Pois bem, nas palavras de Paulo Queiroz:

“O delito é uma violência contra o direito, a pena uma violência que anula
aquela primeira violência; é, assim, a negação da negação do direito
representada pelo delito (...). A pena é, pois, a restauração positiva do
direito...”.

Pois bem, percebe-se ai uma determinada distorção do conceito geral da Teoria


Absolutista, qual seja que a pena não seria uma finalidade em si mesma, porquanto
representaria o restabelecimento do próprio ordenamento jurídico, atingido pelo crime.
Além disso, nesse sentido de reestruturar o direito, percebe-se uma similitude entre
Hegel e a Teoria da prevenção especial positiva; portanto, mais uma “distorção”.

2.2. As Teorias Preventivas. A propósito da Busca de uma Finalidade para as penas

Aqui se encontra uma perspectiva utilitarista. A pena é um meio (instrumento) de


combate à ocorrência e reincidência de crimes. Com Sêneca:

“Nenhuma pessoa responsável castiga pelo pecado cometido, mas sim


para que não volte a pecar.”

A finalidade a que se visa prevenir identifica a teoria. Existem 2 grupos: prevenção geral
e prevenção especial.

2.2.1. A prevenção: primária, secundária e terciária

As formas de prevenção aparecem quando se tem a preocupação em evitar a ocorrência


de delitos ou a reincidência.

Há, pois, 3 tipos de prevenção:

a) Primária: prevenção que pretende atuar nas causas da criminalidade, de modo


a solucioná-lo. Atingindo a base desse problema adquire-se resultados mais
duradouros. Para tanto, é preciso atuar sobre a coletividade, dotando as pessoas
de “capacidade social para superar de forma produtiva eventuais conflitos”
(Ludersen). – vida digna. – óbvio que esta é a melhor para a política criminal.
b) Secundária: aqui se tem a criação de uma estrutura de combate (prisões,
aparatos policiais), ou até mesmo de uma Indústria de Controle do Crime (Nils
Cristie).
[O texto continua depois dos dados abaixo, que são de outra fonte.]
PR #4578, opened 2024-06-11
feat: use direction config to show boat validity texts

rosvik:
Implementation of config from https://github.com/AtB-AS/fare-product-type-configs/pull/50


src/stacks-hierarchy/Root_PurchaseConfirmationScreen/Root_PurchaseConfirmationScreen.tsx
```diff
@@ -246,30 +246,10 @@ export const Root_PurchaseConfirmationScreen: React.FC<Props> = ({
...
-              t(
-                PurchaseConfirmationTexts.validityTexts.harbor
-                  .messageInHarborZones,
-              ),
-            )}
-          </>
+        return summary(
+          t(
+            PurchaseConfirmationTexts.validityTexts.harbor.messageInHarborZones,
+          ),
```
rosvik, line 252: This message (Which says "Applies for bus/tram in departure and destination zones") can probably be a global message. But that's outside the scope of this PR.

PR #4582, opened 2024-06-11
feat: geofencing zones shape source

marius-at-atb:
This is the part of the map that actually renders the features in the geofencingZones data.

Depends on https://github.com/AtB-AS/mittatb-app/pull/4580
Changelog for this PR after that one has been merged [here](https://github.com/AtB-AS/mittatb-app/pull/4582/files/9449c60d1af9dcf5b26a556c8882515df4603e9b..0e7c79790ea983422a4f6095c7b2e10f46eca81e) (filtered by commits)


src/components/map/components/mobility/GeofencingZones.tsx
```diff
@@ -0,0 +1,83 @@
...
+              lineOpacity,
+            }}
+            aboveLayerID="water-point-label"
+          />
+        </MapboxGL.ShapeSource>
+      );
+    },
+  );
+
+  return <>{mappedGeofencingZones}</>;
```
rosvik, line 82: I think it would be more clean to make a `GeofencingZone` component here and return 

```tsx
return (<>
	{preProcessedGeofencingZones.map(geofencingZone =>
		<GeofencingZone geofencingZone={geofencingZone} />
	)}
</>);
```

Not sure where I heard it, but I think React is better at making optimizations if it's done like that as well.

marius-at-atb: Agreed, updated :+1:

rosvik (approved):

marius-at-atb:
Final adjustment: https://github.com/AtB-AS/mittatb-app/pull/4582/commits/43e2942fd7de0e1858a71803dcfcb1b13edc6585
This avoids some react query warnings

src/components/map/components/mobility/GeofencingZones.tsx
```diff
@@ -0,0 +1,93 @@
...
+  const {
+    data: vehicle,
+    isLoading,
+    isError,
+  } = useVehicleQuery(selectedVehicleId);
+
+  if (!vehicle || !selectedVehicleId || isLoading || isError) {
+    return <></>;
+  }
+  return <GeofencingZonesForVehicle vehicle={vehicle} />;
```
gorandalum, line 27: Just a FYI about react-query: When using `isSuccess`, then you also get type safety that `data` is present. So the check `!vehicle || !selectedVehicleId || isLoading || isError` is a little more complicated than it needs to be.

I think this would do it:
```tsx
const vehiclesQuery = useVehicleQuery(selectedVehicleId);

return vehiclesQuery.isSuccess
  ? <GeofencingZonesForVehicle vehicle={vehiclesQuery.data} />
  : null;
```

marius-at-atb: You would think so, but this still gives "Type 'VehicleExtendedFragment | undefined' is not assignable to type 'VehicleExtendedFragment'."

gorandalum: Then the success type of `useVehicleQuery` can be `undefined`, which is [not allowed by react-query](https://tanstack.com/query/v4/docs/framework/react/guides/migrating-to-react-query-4#undefined-is-an-illegal-cache-value-for-successful-queries) and will give runtime error. You can take a quick look into that.

PR #4584, opened 2024-06-12
fix: Not resubscribe auth on enable_intercom change

gorandalum:
### Background
Since we now check for enable_intercom before updating metadata,
the enable_intercom value was in the dependency list for the
useEffect setting up the auth description. On app startup the
enable_intercom value is initially false, before chaning to true
after RemoteConfig loads, which ends up triggering an unneccesary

Com isso, se atua em determinados grupos que estão propensos a
cometer delitos.
c) Terciária: aqui se encontra o propósito de se evitar a reincidência de já
criminosos, com a ressocialização. – percebe-se uma forma mais voltada para
modelos mais repressivos que de pevenção.

2.3. A Teoria da Prevenção Especial (ou da Prevenção Individual)

O Direito Penal, na época dessa teoria, já representava um subsistema de controle


social que protegia os interesses das classes dominantes. Problemas sociais
decorrentes das mudanças na forma de produção se faziam presente. (Bittencout)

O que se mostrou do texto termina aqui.